Por sua vez, o viúvo apresentou testamento registrado apenas 19 dias antes do documento indicado pela irmã, no qual somente ele era apontado como beneficiário.
Em seu voto, o ministro também analisou decisões dos colegiados do STJ que, apesar de flexibilizarem os requisitos para o testamento, referiam-se a situações distintas, a exemplo do REsp 1.633.254, no qual a Terceira Turma confirmou a possibilidade de substituição de assinatura formal pela impressão digital – caso em que, todavia, tratou-se de testamento particular, para o qual é dispensada a presença do tabelião.
Ao manter o acórdão do TJPB, Moura Ribeiro destacou a existência de situações que causam "estranheza" nos autos, como o fato de o segundo testamento ter sido elaborado apenas 19 dias depois de testamento público formal, validado por tabelião, o qual foi apresentado por pessoa casada com a falecida durante 43 anos e dava aos bens destinação totalmente diferente.
"Todas essas peculiaridades trazidas, além da grave ausência de assinatura e identificação do tabelião que teria participado da confecção do testamento público, revelam haver fortes indícios de que o instrumento não traduz com segurança a real vontade da testadora, e, por isso, tal grave vício formal e máculas não podem ser relegadas", concluiu o ministro.

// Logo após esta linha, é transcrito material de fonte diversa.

PR #4722, opened 2026-02-18
[Windows port PR3] refactor: replace RawFd/AsyncFile, introduce platform-split PTY backend

divens:
[PR3](https://github.com/zellij-org/zellij/issues/316#issuecomment-3920047803) of the Windows port.
- `RawFd` → `i32` in `debug_to_file` (`zellij-utils/src/logging.rs`) (removes the Unix-only `RawFd` type from a cross-platform utility function)
- Platform-split architecture (Unix-specific PTY/signal code extracted from `os_input_output.rs` into `os_input_output_unix.rs`; `os_input_output_windows.rs` added with stubs, gated with `#[cfg(not(windows))]` / `#[cfg(windows)]` in `lib.rs`)
- `UnixPtyBackend` struct (encapsulates `orig_termios` and `terminal_id_to_raw_fd`, composed into `ServerOsInputOutput`)
- Lazy `AsyncFd` initialization in `RawFdAsyncReader` (upstream wraps the fd in `tokio::fs::File` immediately; our version defers `AsyncFd` registration to first read() since `spawn_terminal` runs outside the Tokio runtime, uses epoll via `AsyncFd` instead of `tokio::fs::File`)
- `NullAsyncReader` (type-safe placeholder for held panes, replacing the original `terminal_id` as `i32` in the `RawFd` slot)
- `build_command()` extracted (converts `TerminalAction` → `RunCommand` in shared code rather than inline in the platform-specific `spawn_terminal` free function)
- `nix::unistd::Pid` → `u32` throughout `pty.rs` and `ServerOsApi` trait (`get_cwd(Pid)` → `get_cwd(u32)`, `get_cwds(Vec<Pid>)` → `get_cwds(Vec<u32>)`)
- `RawFd` removed from `ServerOsApi` trait (`read_from_tty_stdout(fd: RawFd, ...)` and `async_file_reader(fd: RawFd)` removed; `spawn_terminal` now returns `Box<dyn AsyncReader>` directly instead of a `RawFd`)
- `terminal_bytes.rs` simplified (no longer takes `RawFd` pid or `Box<dyn ServerOsApi>`; receives `Box<dyn AsyncReader>` directly from caller)
- `pty.rs` reader type cleanup (`id_to_child_pid` changed from `HashMap<u32, RawFd>` to `HashMap<u32, u32>`; all `RawFd`/`AsyncFile` references replaced with `Box<dyn AsyncReader>`)
- 4 test mocks updated (`spawn_terminal` / `re_run_command_in_terminal` return types aligned with new API)
- Integration tests gated (signal tests in `os_input_output_tests.rs` gated with `#[cfg(not(windows))]`)
- tokio net feature added (required for `AsyncFd`)

### DIFF
--- a/Cargo.toml
+++ b/Cargo.toml
@@ -99,7 +99,7 @@ strum_macros = { version = "0.27.2", default-features = false }
 suggest = { version = "0.4.0", default-features = false }
 tempfile = { version = "3.2.0", default-features = false }
 termwiz = { version = "0.23.2", default-features = false }
-tokio = { version = "1.40", default-features = false, features = ["fs", "rt-multi-thread", "macros", "time", "process", "signal", "io-util", "io-std"] }
+tokio = { version = "1.40", default-features = false, features = ["fs", "rt-multi-thread", "macros", "time", "process", "signal", "io-util", "io-std", "net"] }
 thiserror = { version = "1.0.40", default-features = false }
 tokio-util = { version = "0.7.15" }
 unicode-width = { version = "0.1.8", default-features = false }
--- a/zellij-server/Cargo.toml
+++ b/zellij-server/Cargo.toml
@@ -18,7 +18,6 @@ byteorder = { version = "1.4.3", default-features = false, features = ["std"] }
 bytes = { version = "1.6.0", default-features = false, features = ["std"] }
 cassowary = { version = "0.3.0", default-features = false }
 chrono = { version = "0.4.19", default-features = false, features = ["std", "clock"] }
-close_fds = { version = "0.3.2", default-features = false }
 crossbeam = { version = "0.8", default-features = false, features = ["crossbeam-channel", "std"] }
 daemonize = { workspace = true }
 highway = { version = "0.6.4", default-features = false, features = ["std"] }
@@ -30,6 +29,7 @@ libc = { workspace = true }
 log = { workspace = true }
 nix = { workspace = true }
 notify-debouncer-full = { workspace = true }
+close_fds = "0.3.2"
 prost = { workspace = true }
 regex = { workspace = true }
 semver = { version = "0.11.0", default-features = false }
--- a/zellij-server/src/lib.rs
+++ b/zellij-server/src/lib.rs
@@ -1,3 +1,10 @@
+#[cfg(not(windows))]
+#[path = "os_input_output_unix.rs"]
+mod os_input_output_unix;
+#[cfg(windows)]
+#[path = "os_input_output_windows.rs"]
+mod os_input_output_windows;
+
 pub mod os_input_output;
 pub mod output;
 pub mod panes;
--- a/zellij-server/src/os_input_output.rs
+++ b/zellij-server/src/os_input_output.rs
@@ -1,21 +1,13 @@
 use crate::{panes::PaneId, ClientId};
 
 use interprocess::local_socket::LocalSocketStream;
-use nix::{
-    pty::{openpty, OpenptyResult, Winsize},
-    sys::{
-        signal::{kill, Signal},
-        termios,
-    },
-    unistd,
-};
-use tokio::{fs::File as AsyncFile, io::AsyncReadExt};
+
+#[cfg(not(windows))]
+use crate::os_input_output_unix::UnixPtyBackend as PtyBackendImpl;
+#[cfg(windows)]
+use crate::os_input_output_windows::WindowsPtyBackend as PtyBackendImpl;
 
 use interprocess;
-use libc;
-use nix;
-use signal_hook;
-use signal_hook::consts::*;
 use sysinfo::{ProcessExt, ProcessRefreshKind, System, SystemExt};
 use tempfile::tempfile;
 use zellij_utils::{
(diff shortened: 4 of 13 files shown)


divens:
@imsnif That's the biggest PR. Definitely take whatever time you need for review.

Also for whatever reason, some jobs failed to launch properly in the Rust CI workflow. Can you relaunch them please?

imsnif:
Cool - I'll go over this in more detail tomorrow. Without looking at the code though, I'm a little hesitant about introducing a new crate. While I do definitely want to break the monolith into more crates, I prefer to be deliberate about it. Introducing a new crate means we're in build-system/ci/different-installation-method/possible-headache-for-packagers territory. Is it absolutely necessary? Can we do with keeping the os_input_output modules and using conditional compilation as needed?

> Also for whatever reason, some jobs failed to launch properly in the Rust CI workflow. Can you relaunch them please?

Yeah, this is a github being github sort of thing. I fixed it in main, if you rebase it should fix it (and re-run).

divens:
Ok, I understand your concerns. What I think would work best then would be to split `zellij-os` crate as modules across `zellij-client` and `zellij-server`. What about structuring the code around an `os` module like so

zellij-server/src/os/mod.rs -> pty.rs, process.rs, shell.rs
zellij-client/src/os/mod.rs -> signals.rs

This way we have :
- no new crate
- portable-pty stays a server-only dependency
- we have a dedicated module for os-related code, with cfg gates in dedicated files

This approach would make the change more manageable.
Would this work for you?

divens:
So I went ahead with the changes I suggested above : no more crate, using a module instead. For now it is only in `zellij-server`, handling PTY operations and initial signal handling refactoring.

Let me know if it looks ok to you.

imsnif:
Hi @divens - thanks for the quick change and great work on this!

Some comments:
1. Most importantly: the `spawn_blocking` in terminal_bytes has to go. This would essentially mean that every terminal pane we open will take up an OS thread all to itself, a thread which will spend most of its time idle. If we open 50-100 panes (which is not an unheard of scenario) this will start being a problem. In the current main we wrap this in an async file abstraction, which drills down to an os-level epoll - meaning essentially the kernel handles this for us. I understand this might be an issue with windows, but I think we can probably find similar solutions there (a few minutes ago we just merged https://github.com/zellij-org/zellij/pull/4672, moving us from async-std to tokio, which I think will make things easier for you both on the unix and windows sides.)
2. A little less critical but also something we need to address: we no longer pass the `original_termios` to the spawned terminals, which is actually a good thing. But the one thing that I don't think portable-pty handles for us is figuring out the user's `VERASE` (see https://www.man7.org/linux/man-pages/man3/termios.3.html). We should probably poll for it before opening a terminal and make sure to pass it along.
3. Naming: I definitely understand where you're coming from with the `os` module and the `pty.rs` file, but I find these a bit confusing. We already have a pty.rs (as well as a pty thread), and while I realize this name is now becoming less relevant I would still like to keep it for the time being. Same for the `os` module versus `os_input_output.rs`. Ideally, I'd like all of the os level abstractions to live in os_input_output.rs - but I realize this might be a tall order. What do you think?
4. Signals: I see these are stubbed out in process.rs - which makes sense as far as my limited understanding of windows goes - but we do need to handle them. I guess this is implemented in the following PRs?
5. In the same venue as point 4 - I'd rather not match `not(unix)` in this case because it's a bit too broad of a catchall. Could we maybe invert it to a windows/not-windows? I'm pretty sure windows is the odd one out here.

I might have more comments once these are addressed. Good stuff so far!

divens:
Hi @imsnif , thanks for the feedback.

I updated the PR.

Removing `spawn_blocking` had me reconsider the approach, and I decided to remove `portable-pty` entirely. On Unix, it abstracted away the file descriptor, making it impossible to have epoll. On Windows, it creates pipes in blocking mode which make it inadequate for overlapped io.

We'll go for a split unix/windows implementation (which is pretty much what's in portable-pty, but we'll have more control).
So on Unix we're back to using openpty and basically the previous code.

Regarding naming and code organization, I removed the os module, the code lives in `os_input_output*`:
- shared core in `os_input_output`
- unix-specific in `os_input_output_unix`
- windows-specific in `os_input_output_windows` (stubs for now, will be implemented in later PRs)
This seems cleaner that cfg gates all over the place in a single file.

For further PRs, it shouldnt affect too much 4/5/6 (signals, IPC, daemonization). It's mostly the Windows implementation of PTY that will differ, we'll use native Windows APIs directly rather than relying on portable-pty.

imsnif:
Right, thanks for the changes @divens - this is much much better!

Only one small technical issue and two styling issues, and then we can merge:
1. The `command_exists` check that we had in the original `handle_openpty` was lost and moved to the `spawn_terminal`. This bypasses at least one path I could find, which is rerunning a command inside a terminal. There can be cases where the command was deleted before the re-run, and then we would crash. Could we return the check to its original position?
2. Styling: there are lots of places where `use` imports are placed in the middle of the file, inside functions, and such. I know this is likely an LLM context issue, but could we please endeavor to place all of them at the beginning of the file? Similarly with fully qualified import paths being used instead of just importing them.
3. A bit of a tangent, but I hope you'll bear with me - could we please remove the LLM's commits and write them under your name? I don't want to give a commercial company free ad-space in our commit log. :)

Great stuff once more, let's keep at it!

divens:
Thanks for your additional feedback and patience @imsnif 

1. Good catch. Fixed now.
2. Agreed, it gets noisy really fast. I think with this PR update, we're striking a good balance between specificity and readability.
3. I understand where you're comming from. Not a problem. I removed the co-authored statements in the commits. 

Let me know if there are more improvements needed.

imsnif:
Amazing. Next!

Bem entendeu o STJ, naquele julgamento citado, que a nulidade que vicia o testamento é absoluta porque houve violação a norma de ordem pública de natureza cogente (art. 166, IV, do CC/02, que diz que é nulo o negócio jurídico que não reveste a forma prescrita em lei), sendo que, no caso, a ausência de assinatura do tabelião é indício forte de que não há prova inequívoca da autenticidade do documento e, por conseguinte, de que ele realmente externa a vontade da testadora.
Daí tem-se que não se trata de mera formalidade a assinatura do tabelião.